Накануне вылета командир полка напутствовал:
— Вы должны накрыть цель плотно. Имейте в виду, что, по данным нашей авиаразведки, в районе вражеского аэродрома вам долго не продержаться: подступы к нему нашпигованы зенитками.
Летняя ночь коротка. Не успеет остыть от зноя земля, как над ней уже поднимается палящее солнце, а посветлевшее небо кажется выгоревшим от жары, в нем редко где пятнится белое облачко. Первое звено бомбардировщиков возглавил младший лейтенант Михеев. Взлетели затемно с таким расчетом, чтобы к рассвету выйти к заданному квадрату. В ночной тишине равномерно гудят моторы. В небе — россыпь звезд.

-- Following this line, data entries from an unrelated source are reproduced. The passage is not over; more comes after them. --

PR #396, opened 2023-02-24
feat: new AddressList type that allows substate linking

mrnaveira:
Description
---
**Changes**:
* Created definitions for engine and templates to handle address lists and items, including new address variants.
* New `Address` type In `template_lib` to encapsulate any type of address. I could have opted for moving the `SubstateAddress` definition from engine to `template_lib` but I didn’t want to expose the concept of _substate_ to the template developer.
* New engine call for address lists, with two actions: create new list and push item to an existing list.
* Updated the tracker and runtime to generate the new substates related to lists.
* Updated the transaction builder and CLI clients to allow inputs for new items.

**Safety measures**:
* Lists and list items are append-only so the substates **cannot be mutated**: there cannot be any output with version > 0. We specifically check this situation.
* List items are prevented to reference other list items or list roots, to prevent cycles.

**Caveats**:
* Template developers need to specify the index that they are inserting into the list. They can choose any arbitrary index that is not used already (the substate UP will fail otherwise) so there could be gaps in the list. Ideally the developer should not need to specify the index and it should be automatically determined by the network, but this is a bigger issue outside of the scope of this PR.

Motivation and Context
---
In the context of DAN network scanning and indexing, currently there is no direct way of linking related substates together, you can only query individual substate addresses.

For example you cannot list all individual NFTs of a non fungible resource. The resource address of each individual NFT is identified in a way (random or user-provided) that is not known when scanning. This means that given an NFT resource address, we cannot know the ShardId of all the individual NFT's that have been minted (nor the order).

A naive approach would be to store the whole list of the individual NFT addresses inside the resource substate, but that would not scale well with collections that may have up to millions of minted NFTs. We need a way to create linked lists or maps of substates, that leverages the DAN layer sharding for scalability.

This PR implements a new struct `AddressList` accessible from template code, that provides an **append-only** list of substate addresses:
* There is a new substate for the address list **root**, with address of type `AddressListId`.
* A new substate is created for **each item** added to the list, with address composed of `AddressListId` + `index`. The index starts at 0 and is incremented by 1 for each new item. Each item substate contains the address of the referenced subsatate (e.g. an individual NFT). With this we have a predictable (and ordered) way of scanning all items regardless of the data they contain.

This approach decouples the list structure to the actual data that the list holds:
* It can be reused for any kind of addresable substate (not only NFTs)
* Provides a record of minting/issuing order, which is otherwise very difficult to get in the DAN layer due to it's decentralized sharded implementation.
* Allows for a substate (e.g. a NFT) to be included in many different lists, without modifying the actual data of the substate.

An **important open question** is deciding if the `AddressList` is a type that should be exposed to the template developer (as implemented in this PR) or something purely NFT-specific that should be transparent and automatically done for each minted NFT.

How Has This Been Tested?
---
* New test template (`nfts/nft_list`) for engine unit tests. The associated tests asserts the substates created for both the list and the list items.
* Updated the `basic_nft` template in cucumber integration tests, to hold an address list of minted NFTs.


sdbondi (approved):
LGTM

Will be good to see, in future, NFTs listed in the indexer UI

stringhandler (approved):
Nice. In a future PR I would like to see a restricted push that only can be done at the end of the list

Командир комсомольского экипажа Николай Дивиченко ведет свой самолет слева за машиной Михеева, Цаплин — справа.
Спустя некоторое время штурман Журавлев докладывает Дивиченко по переговорному устройству:
— Командир, до линии фронта — пять минут. Вскоре Дивиченко увидел на горизонте верный признак приближения передовой: в темном небе то тут то там замелькали, будто грозовые вспышки молний, осветительные ракеты. Эти дрожащие и гаснущие в ночи огни, размытые расстоянием, воспринимались как сигнал опасности.
В руках штурмана навигационная линейка, на коленях — планшет с картой. Он сосредоточенно вычисляет ветер, угол сноса и путевую скорость.